Besonders bei Personen, die dazu tendieren, sich immer die schlimmstmöglichen Folgen auszumalen, könne dies zu hohem psychischem Druck führen. Sie werden laut Eysel „recht schnell Vermeidungsstrategien entwickeln: Ich kann nicht mehr arbeiten, ich muss zu Hause bleiben.“ Die Beschwerden können sich so verstärken und chronisch werden. In besonders schweren Fällen schränkt die Sorge um die Rückenschmerzen das Leben der Betroffenen immer mehr ein.

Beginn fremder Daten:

PR #3134, opened 2026-02-23
feat(react-native): support session replay sampleRate config

marandaneto:
## Problem

React Native session replay did not support `sessionRecording.sampleRate` from remote config (as added in posthog-android#437), and local sample rate handling needed clear precedence and validation.

depends on https://github.com/PostHog/posthog-android/pull/437/ and iOS WIP

## Changes

- Added `sampleRate?: number` to `PostHogSessionReplayConfig`.
- Added `getRemoteConfigNumber(...)` to parse numeric/string remote config values (e.g. `"0.5"`).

Das hilft gegen Rückenschmerzen

Laut Eysel ist es keine Lösung, ärztlichen Rat völlig zu meiden. Stattdessen sollten Betroffene am besten vorher etwas Zeit investieren, um empathische Ärzt:innen ausfindig zu machen. Dabei können zum Beispiel die Ratschläge und Empfehlungen von Freund:innen und Familie oder Online-Bewertungen helfen. Eysel findet es dabei wichtig, dass medizinische Expert:innen in erster Linie beruhigen. Denn in den meisten Fällen haben Rückenschmerzen eine harmlose Ursache und seien kein Hinweis auf eine ernste Erkrankung.

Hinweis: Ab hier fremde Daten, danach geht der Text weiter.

PR #3142, opened 2026-02-24
feat(flags): Add feature_flag_cache_ttl_ms config to prevent stale flag values

dmarticus:
## Summary

When the `/flags` request fails (e.g., due to ad blockers or network issues), old cached feature flag values were being used indefinitely, causing users to see disabled variants. This was reported by a customer: 
https://posthoghelp.zendesk.com/agent/tickets/50494 (moved to PostHog: https://us.posthog.com/project/2/support/tickets/53669)

This PR adds a configurable TTL (`feature_flag_cache_ttl_ms`) that:
- Makes `getFeatureFlag()` return `undefined` instead of stale cached values
- Prevents stale `$feature/` properties from being attached to events  
- Stores an evaluation timestamp in persistence for TTL checks

**Usage:**
```javascript
posthog.init('your-api-key', {
  feature_flag_cache_ttl_ms: 86400000, // 1 day
})
```

When enabled:
- If the cache is older than the TTL, `getFeatureFlag()` returns `undefined` with a warning
- Stale `$feature/` properties are not attached to events via `persistence.properties()`
- This prevents outdated flag values from being used when the `/flags` request fails

By default (0 or undefined), the existing behavior is preserved – cached values never expire.

Ships with docs here: https://github.com/PostHog/posthog.com/pull/15295

## Test plan

- [x] Added unit tests for `getFeatureFlag()` returning undefined when cache is stale
- [x] Added unit tests for `persistence.properties()` skipping `$feature/` properties when cache is stale
- [x] Added tests for edge cases: fresh cache, no TTL configured, TTL=0, missing evaluated_at
- [x] Verified all existing tests pass


packages/browser/src/posthog-persistence.ts
```diff
@@ -137,14 +138,32 @@ export class PostHogPersistence {
...
+     * @param ttl Optional TTL override (uses config value if not provided)
+     * @internal
+     */
+    _isFeatureFlagCacheStale(ttl?: number): boolean {
+        const effectiveTtl = ttl ?? this._config.feature_flag_cache_ttl_ms
+        if (!effectiveTtl || effectiveTtl <= 0) {
+            return false
+        }
+        const evaluatedAt = this.props[PERSISTENCE_FEATURE_FLAG_EVALUATED_AT]
+        return !evaluatedAt || Date.now() - evaluatedAt > effectiveTtl
```
gustavohstrassburger: So, if we don't have an evaluatedAt, are we considering the cache stale? is this intended?

gustavohstrassburger: Also, evaluatedAt needs to be stored as timestamp for this to work, not as an ISO string or some other format. Haven't checked this, but just want to make sure we're doing the right thing here.

gustavohstrassburger (approved):
No blockers, just take a look at my comments, I believe your approach is right, just wanted to double check those points with you.

My only "concern" with this PR/approach is that since this won't be the new default, it will mostly be a tool if we get new complaints. 
I get it that changing this to be the default could be somewhat dangerous, but I was just thinking about this while reading the PR (haven't come up with a solution for this though).

dustinbyrne (approved):
Looks good to me!

> **Usage:**
> ```ts
> posthog.init('your-api-key', {
>  feature_flag_cache_ttl_ms: 3600000, // 1 hour
> })
> ```

If this makes its way into documentation, I'd recommend something longer like a day or even a week. A one hour TTL seems likely to occur given an idle tab, or in something with soft routing like React where the client may only be initialized once on initial load and not again on navigation.

packages/browser/src/posthog-persistence.ts
dmarticus: > So, if we don't have an evaluatedAt, are we considering the cache stale? is this intended?

Yes, intentional. If `evaluatedAt` is missing (e.g. SDK upgrade where old cached flags don't have it), we conservatively treat the cache as stale so the next `/flags` response will set a fresh timestamp. Added a comment in the code to make this clearer, plus a `typeof` guard (see below).

dmarticus: > Also, evaluatedAt needs to be stored as timestamp for this to work, not as an ISO string or some other format. Haven't checked this, but just want to make sure we're doing the right thing here.

Confirmed — it's stored as a numeric timestamp (epoch ms). The `FlagsResponse` type has `evaluatedAt?: number` and the server sends it as a number. I've now also added a `typeof evaluatedAt \!== 'number'` runtime guard so if it ever arrives as a string, we treat the cache as stale rather than doing broken arithmetic. Added a test for this case too (738048ba).

PR #3146, opened 2026-02-25
fix(react): PostHogFeature should render fallback when flag doesn't exist

gustavohstrassburger:
## Problem

The PostHogFeature component had incorrect behavior when a feature flag doesn't exist and no match is specified. Instead of rendering the fallback, it would incorrectly render the children content.

This bug occurred because the component only checked if the variant matched without first verifying if the variant exists at all.

## Changes

- Added guard to check if variant exists before evaluating match conditions
- Fixed logic to properly render fallback when feature flag doesn't exist
- Added comprehensive test cases for undefined flag scenarios

### Libraries affected

- [ ] All of them
- [ ] posthog-js (web)
- [ ] posthog-node
- [ ] posthog-react-native
- [x] @posthog/react
- [ ] @posthog/ai
- [ ] @posthog/convex
- [ ] @posthog/nextjs-config
- [ ] @posthog/nuxt
- [ ] @posthog/rollup-plugin
- [ ] @posthog/webpack-plugin
- [ ] @posthog/types

## Checklist

- [x] Tests for new code

### If releasing new changes

### DIFF
--- a/.changeset/small-areas-melt.md
+++ b/.changeset/small-areas-melt.md
@@ -1,0 +1,5 @@
+---
+'@posthog/react': patch
+---
+
+Fix PostHogFeature component to properly handle undefined flags and false values


packages/react/src/components/PostHogFeature.tsx
```diff
@@ -31,21 +31,23 @@ export function PostHogFeature({
...
-                trackInteraction={shouldTrackInteraction}
-                trackView={shouldTrackView}
-                onInteract={() => captureFeatureInteraction({ flag, posthog, flagVariant: variant })}
-                onView={() => captureFeatureView({ flag, posthog, flagVariant: variant })}
-                {...props}
-            >
-                {childNode}
-            </VisibilityAndClickTrackers>
-        )
+    if (variant !== undefined) {
```
marandaneto: https://posthog.com/docs/libraries/js/usage#enriched-flag-analytics
anyone can pass any `flag` to PostHogFeature
how do we know if the flag actually exists?
it could that `payload` and `variant` are undefined here

marandaneto: ah your last commit checks for variant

Bleiben die Rückenschmerzen doch einmal etwas länger, empfiehlt der Orthopäde Folgendes:

  • Bei akuten Schmerzen sind Schmerzmittel empfehlenswert. Jedoch sollten Patient:innen sie nicht dauerhaft einnehmen.
  • Bewegung hilft, um Schmerzen vorzubeugen. Welche Art der Bewegung man wählt, ist laut Eysel nebensächlich. Man könne beispielsweise regelmäßig joggen gehen, Fahrrad fahren, Krafttraining oder gezielte Übungen für den Rücken ausführen, zum Beispiel solche, die gezielt Verspannungen lösen.
  • „Ein eher geringes Gewicht [könne] auf lange Sicht Rückenschmerzen vorbeugen“, so der Experte. Auch eine ausgewogene Ernährung und damit ein gesundes Gewicht seien deshalb empfehlenswert, um Beschwerden zu vermeiden.
  • Um psychischen Druck zu lindern, empfiehlt Eysel Entspannungsübungen, wie autogenes Training oder die progressive Muskelentspannung.